Regex For Validating Emails|explained

Table of contents

☝️ Introduction

Validating an email address at first glance seems like an easy task but just thinking about what qualifies to be used as the name section of the email or what should be considered a valid TLD could lead to complex implementations.

To combat these issues software developers employ simple implementations to validate the structure of the email and then later send a confirmation email to the user to further validate the email address.

Today we are going to look at a simple regex implementation to validate the structure of an email address.

A StackOverflow example

For this tutorial, we will be using an answer I picked from StackOverflow [↗]

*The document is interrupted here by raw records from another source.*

PR #893, opened 2026-08-14
feat(authz): allow by-id management ops with team- or resource-scoped grants

adlerhurst:
## Summary

- `WriteCheckAuthz` now ORs team- and resource-scoped grant arms when `ResourceTeamID` / `ResourceID` are present (same arms list SQL already uses).
- `requireResourceAccess` passes RSI `team_id` and path id into `resolver.Check`. Bare `requireProjectAccess` (create/list) still Checks without those ids, so a team-only grant cannot create project-wide resources.
- stmttest keeps “no object ids → deny” and adds matching team/resource id → Allow.
- HTTP: `GetTeam` with only a team-scoped `project.viewer` grant returns 200 for that team, 403 for another team, and `CreateTeam` stays 403.
- Absorbs #891 Check/List sk_team constraint parity and folds the #892 Scoped Allow spec into this branch (one `## Scoped Allow` section).

Implements #833. Base is `main` (squash of #890 and #891). Decision note is #892.

## Validation

- `go test ./internal/domain/ ./internal/authz/resolver/ ./internal/storage/dialect/authz/ ./internal/api/ -count=1`
- `go test ./internal/storage/stmttest/ -count=1 -tags sqlite_integration -run 'TestAuthzResolverStatements_Cases|TestAuthzSKTeam_'`
- `ci / full-pr` passed on the merge of `main` (`b008db14`).

## Release notes / changeset

Changeset: `.changeset/authz-scoped-by-id-allow.md` — A team- or resource-scoped grant can now authorize a by-id management read or write when the resource lives in that team (or is the granted resource). Creating project-wide resources still requires a project-scoped grant. (`@zitadel/server`)

## Notes

- Fourth PR in the authz follow-up workstream. #890 and #891 landed on `main`; this branch merges `main` and keeps combined Check SQL (`writeCheckAllowed` scoped arms **and** `writeCheckedObjectInConstraintTeam`).
- Next: #834 Forbidden → partial-view lists (#894). Do not GitHub-merge this PR from the agent; leave the stack for review.

[...]

PR #894, opened 2026-08-14
feat(authz): return filtered lists for team-scoped-only principals

### LINKED ISSUE #834: authz: Forbidden→partial-view list gate so team-scoped EXISTS arms engage over HTTP
## Summary

`withAuthzListFilter` team-/resource-scoped EXISTS arms are dead over HTTP: `requireProjectAccess` returns 403 for team-scoped-only principals before the list predicate attaches. stmttest covers SQL; HTTP never narrows.

Raised on #811 (Livio review notes, item 1). Depends on / related to scoped by-id Allow follow-up.

## Acceptance

- [ ] List gate has a Forbidden → proceed-with-predicate (or equivalent partial-view) path for management lists
- [ ] HTTP integration tests pin team-scoped narrowing (not only stmttest)
- [ ] Docs/changeset claim team-scoped HTTP filtering only when live

## Notes

Until then, docs should state team-scoped HTTP list narrowing is not live; SQL + stmttest are substrate.

adlerhurst:
## Summary

- Closes [#834](https://github.com/zitadel/nextgen/issues/834): management list handlers no longer 403 when Check is Forbidden (foothold, no project-wide Allow).
- New `requireProjectListAccess` proceeds on Allow or Forbidden and attaches `withAuthzListFilter`; NotFound still 404s.
- Wired into `ListUsers`, `QueryTeams`, `ListSchemas`, `ListBranding`, and `ListFlowDefinitions`. Create and by-id gates are unchanged.
- Carve-outs: `QueryProjects` (the project is the boundary), `ListEvents` (no RSI kind — do not migrate to EXISTS), `QuerySessions` (waits on `sessionService.List`). `ListUsers` is EXISTS-wired but user RSI `team_id` is NULL, so a team-scoped-only principal sees `200 []`.

## Validation

- `go test ./internal/api/ ./internal/authz/resolver/ ./internal/storage/dialect/authz/ -count=1`
- `go test -tags postgres_integration -c ./internal/api/integration_test/` (typecheck of `TestListAuthzTeamScopedOnlyPartialView`; HTTP run needs postgres/spanner)

## Release notes / changeset

- Changeset: `.changeset/authz-list-partial-view.md` — Management list endpoints now return a filtered view when the caller has a project foothold but only a team- or resource-scoped grant, instead of HTTP 403. (`@zitadel/server` minor)

## Notes

- Stacked on #893. Absorbs #891 Check/List parity and the folded Scoped Allow docs.
- Schema RSI rows are project-scoped (no `team_id`), so `ListSchemas` under a team-only grant is an empty 200. `QueryTeams` / stamped branding and flow_definition rows return only the granted team. `ListUsers` is empty for the same RSI-null reason; by-id user reads deny.
- `(proceed bool, error)` is replaced by `(context, error)` on #896; this PR does not land the bool shape alone.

01: function validateEmail(email) 02: { 03: var re = /^[^\s@]+@[^\s@]+\.[^\s@]+$/; 04: return re.test(email); 05: } 06: 07: console.log(validateEmail('anystring@anystring.anystring'));

What we are interested in is the the regex used in the above code /^[^\s@]+@[^\s@]+\.[^\s@]+$/. Also, we will assume our goal is to match myname@email.com as a valid email and mo man@@email.tld as an invalid one

Let's break the syntax down

/^[^\s@]+@[^\s@]+\.[^\s@]+$/:

The leading / character marks the beginning of our regex. This way Javascript knows what follows next is our regex.

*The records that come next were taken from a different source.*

PR #895, opened 2026-08-14
fix(authz): fail closed when management lists omit the authz filter

### LINKED ISSUE #838: authz: structural fail-closed if management list omits withAuthzListFilter
## Summary

Authz list filtering rides on a context value. A future management list that forgets `withAuthzListFilter` silently returns unfiltered rows. `compileRead` deliberately uses `context.Background()`.

Raised on #811 (Livio, item 4).

## Acceptance

- [ ] Structural guarantee: management-kind list statements require an authz list filter on ctx (assertion, compile-time hook, or refuse `compileList` without filter for management tables)
- [ ] Document interaction with intentional carve-outs (see companion issue on unwired list endpoints)

## Related

#811 #423

adlerhurst:
## Summary

- Closes [#838](https://github.com/zitadel/nextgen/issues/838): `compileList` with a non-empty table + resource-id column fails closed unless `AuthzListFilter` (or a documented bypass) is on the context. Missing filter is a 500, not an unfiltered list.
- `ListUsers` is hand-built (not `compileList`); each dialect now calls `RequireManagementListFilter` so forgetting the filter still errors instead of returning every user. GetUser stays compileRead-shaped and bypasses that tripwire.
- Documents [#839](https://github.com/zitadel/nextgen/issues/839) carve-outs: `QuerySessions` (`compileRead`), `QueryProjects` (project is the boundary), `ListEvents` (no RSI kind), `ListUsers` (predicate helper, still fail-closed), `ListUserPasskeys` / `ListUserTeams` (nested under `requireResourceAccess`), nested `ListFlowDefinitions` (create uniqueness / login Resolve), branding `GetLatest`.
- Nested non-HTTP lists (`Create` uniqueness, `Resolve`, `GetLatest`) use `WithAuthzListFilterBypass` so fail-closed compile does not 500 those paths. Inherited-filter vs unrestricted is split on #896.
- HTTP list wrappers map `ErrListFilterRequired` to `"authz list filter missing"`.

## Validation

- `go test ./internal/service/ ./internal/storage/dialect/authz/ ./internal/storage/dialect/postgres/ ./internal/storage/dialect/sqlite/ ./internal/storage/dialect/spanner/ -count=1`
- `go test -tags sqlite_integration ./internal/storage/stmttest/ -count=1 -run 'TestAuthzListUsers_RequiresFilter|TestAuthzListPredicate_|TestUserStatements'`

## Release notes / changeset

- Changeset: `.changeset/authz-list-compile-fail-closed.md` — Management list queries now fail closed when the authz filter is missing from the request context, instead of returning an unfiltered page. (`@zitadel/server` patch)

## Notes

- Stacked on #894 (`cursor/authz-list-partial-view-0900`).
- Do **not** wire `QuerySessions` here; keep the #839 table accurate until `sessionService.List` exists.
- `#842` remains parked until someone compiles/flips `cat_sys_1`.
- Inherited filter beating nested unrestricted is fixed on #896, not here.


livio-a (commented):
Fail-closed at the compiler is the right structural move, and the carve-out table is exactly the kind of doc this needs. Two gaps, one of them on the most sensitive table. Recommendation: address before merge.

**Blockers**

1. **`ListUsers` is outside the gate in all three dialects.** postgres/spanner/sqlite `user.go` hand-build the users list SQL and call `maybeWriteAuthzListPredicate` directly — the query never passes through `compileList`, so the new `RequireManagementListFilter` check does not apply. A future caller (or a handler refactor that drops the filter attach) silently returns every user in the project instead of `ErrListFilterRequired` — the exact #838 bug class this PR closes, on the PII table. Either call `RequireManagementListFilter` inside the ListUsers implementations, or route them through `compileList`. Relatedly, the #839 carve-out table claims completeness but omits this row — a reviewer auditing coverage against the table would sign off on the gap.

2. **An `AuthzListFilter` already on the context beats a later unrestricted wrap.** `RequireManagementListFilter` checks the filter first, and `maybeWriteAuthzListPredicate` applies it regardless of the unrestricted marker — so a nested "unrestricted" list (flow resolve, uniqueness checks, branding GetLatest) running under a request that attached a filter gets the outer kind's EXISTS injected into the nested query. Wrong-kind EXISTS matches ~no RSI rows, so e.g. a uniqueness check sees zero rows and permits a duplicate. I believe this is unreachable today (no filtered request reaches a nested list yet), but it's a silent-corruption shape: the unrestricted wrapper should clear/neutralize an inherited filter, or the precedence should be explicit and tested.

**Minor**

3. `ErrListFilterRequired` surfaces as a bare generic 500 (e.g. `flowDefinitionService.List` returns the storage error raw, skipping the mapListError treatment teams get). Since this error specifically means "authz wiring bug", a distinct message/label would keep it from being triaged as a DB outage.

livio-a (approved):
Approving — both blockers resolved and verified: ListUsers is gated via RequireManagementListFilter in all three dialects (with the stmttest pin), the #839 carve-out table documents the hand-rolled ListUsers path, and ErrListFilterRequired maps to a distinct internal message. The filter/unrestricted precedence hazard is addressed at the tip of the stack (#896 marker split), which is fine since these merge in order.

/^[^\s@]+@[^\s@]+\.[^\s@]+$/:

^ signifies that we would like to match or validate the email from the beginning. For example, the verification of mo man@@email.tld will start from the m at the beginning of the email. Do note that the interpretation of this holds as long as it's not within []. We will see an example where the meaning of the caret symbol is different.

/^[^\s@]+@[^\s@]+\.[^\s@]+$/:

$ at the end of the regex on the other hand signifies matching the end of the email address as well.

/^[^\s@]+@[^\s@]+\.[^\s@]+$/:

[^\s@]can be found used in three parts of our regex. That is because its used to match the text section of our emails. For example take myname@email.com this can be broken into three parts [myname]@[email].[com], all of these three parts can be any form of text.

The regex within [] starts off with a caret ^ which matches everything except \s which signifies whitespaces and the @ symbol. So those three parts can never have whitespaces or the @ symbol.

/^[^\s@]+@[^\s@]+\.[^\s@]+$/`:

Without the + [^\s@] will only match one character thus instead of checking or matching myname it will only check the m. Adding the + ensures that the entire myname section is matched.

/^[^\s@]+@[^\s@]+\.[^\s@]+$/:

The @ symbol matches the literal @ in the email address ie: myname@email.com

/^[^\s@]+@[^\s@]+\.[^\s@]+$/:

The \. symbol matches the literal . in the email address ie: myname@email.com. However, unlike matching the @ symbol above this one starts with a backslash \ reason being that . is a regex syntax for matching all characters except line breaks.

In other to use the literal . we use the backslash to escape it.